In ‘What does language involve?’ (steps 1.3 to 1.8) we briefly
looked at how young children’s experience of learning their first language differs from how we expect our learners to learn the language of school. In this section we will look at this process more closely and consider how learning a second language is both similar and different from learning our first.
Young children are predisposed to interacting and learning with
others. The gestures, hand signals and sounds babies make are all communicative acts that eventually evolve into the language patterns (i.e. grammar) that structure the language we use as adults to communicate. Through imitation and repetition of the language children hear around them, and through a process of trial and error, children learn which patterns of language ‘work’, or in other words, what language tends to elicit a desired response. Over time, children start to recognise that words and phrases belong to certain categories (i.e. a tiger is a type of cat or ‘I pushed my brother off his chair’, is an example of a caused motion grammatical construction). Children build up a stock of words and grammatical patterns, or meaning making resources, that they can use whilst communicating. These are sometimes referred to as schemas. They also learn that they have choices over which words and phrases to use: we can use different words and phrases to talk about the same thing, but certain expressions seem to be more effective.
In many ways learning a second language, or indeed learning the
language of school is like learning our first language. Effective second language learning can only take place if the language input is rich, and above all meaningful. The main difference between first and second language learning is that the meanings learners make in their second language are filtered through their first language schemas. That is why when we are trying to work out what someone is saying in the second language, we draw from our knowledge of our first language to make sense of it, we translate. The danger is that we often assume that the categories we’ve accumulated whilst learning our first language are the same for the second language, but often to our disappointment, they’re not. That’s why it’s often difficult to arrive at a direct translation or we find that there is no equivalent word in the second language for one we know in our first, or vice versa.

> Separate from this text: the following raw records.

PR #186, opened 2020-02-28
For HIMSS prepopulate more fields in oxygen therapy using cql

hossenlopp:


server/src/main/jib/smartAppFhirArtifacts/OxygenTherapyPrepopulation.cql
```diff
@@ -149,7 +179,19 @@ define PatientMobile: not exists(Confirmed(ActiveOrRecurring([Condition: "Immobi
 define HematocritThatIsGreaterThanThreshold: HighestObservation(WithUnit(Verified(ObservationLookBack([Observation: "Hematocrit_lab_test_Codes"], 3 months)), '%'))
 define PatientHasHematocritThatIsGreaterThanThreshold: exists("HematocritThatIsGreaterThanThreshold")
 
+// prescribed use
+define OccurrenceTimingDuration: (device_request.occurrence as FHIR.Timing).repeat.bounds as FHIR.Duration
```
yuliumitre: In general, double quoting the define name to be consistent.

server/src/main/jib/smartAppFhirArtifacts/OxygenTherapyPrepopulation.cql
```diff
@@ -149,7 +179,19 @@ define PatientMobile: not exists(Confirmed(ActiveOrRecurring([Condition: "Immobi
...
+define OccurrenceTimingQuantity:
+  if OccurrenceTimingDuration is not null
+  then System.Quantity { value: OccurrenceTimingDuration.value.value, unit: OccurrenceTimingDuration.unit.value }
+  else null
+define LengthOfNeed: 
+  ConvertQuantity(OccurrenceTimingQuantity, 'mo').value
 
+define FrequencyOfUse:
+  if (device_request.occurrence as FHIR.Timing).repeat."when" = 'HS'
+    then { 'During sleep' }
```
yuliumitre: This is more of a question. Can we take advantage of the display of the valueset? As seems like we have to explicitly know the display and hard code here.

hossenlopp: The hard code is to match what the questionnaire is expecting. The `code` is just a FHIR code which is just a string there is no display info.

yuliumitre: okay, got it. Thanks.

hossenlopp: I decided to put the code in the occurenceTiming.code in the data, just incase we wanted to use that. But the the occurenceTiming.repeat.when seemed more appropriate for now. So the CQL is setup to use that for now.

I just noticed the cardinality of Timing.repeat.when is 0..*. I should update the logic to look at all of these codes and return the questionnaire expected responses for any we can decipher.

server/src/main/jib/smartAppFhirArtifacts/home-oxygen-questionnaire_2.json
```diff
@@ -548,6 +560,7 @@
           "text": "Type",
           "type": "choice",
           "required": true,
+          "readOnly": true,
```
KeeyanGhoreshi: Why was this made read only?

hossenlopp: Because it is now determined by the CQL just like the stationary vs portable question.

server/src/main/jib/smartAppFhirArtifacts/OxygenTherapyPrepopulation.cql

Traditionally, in an attempt to make learning the second language
easier language teachers have taught it by teaching learners its grammar rules. These rules have been devised by linguists who were interested in studying how the language system operates. Memorising and applying these rules can be useful starting points when we are trying to string together the words and phrases in a second language: time is simply too short to learn a second language in the way we did our first. For some, these rules can be very helpful short cuts. However, traditional grammar rules tend to focus on the structure or form of the language without paying much attention to meaning and students often find these rules arbitrary and difficult to memorise and apply. More recently, however, linguists have been interested in developing functional and cognitive grammars that map the form of the language with its function and meaning. Some basic principles of these grammars can be very useful for teachers interested in developing literacy in the content areas, therefore much of how we talk about language on this course is based on some of these principles.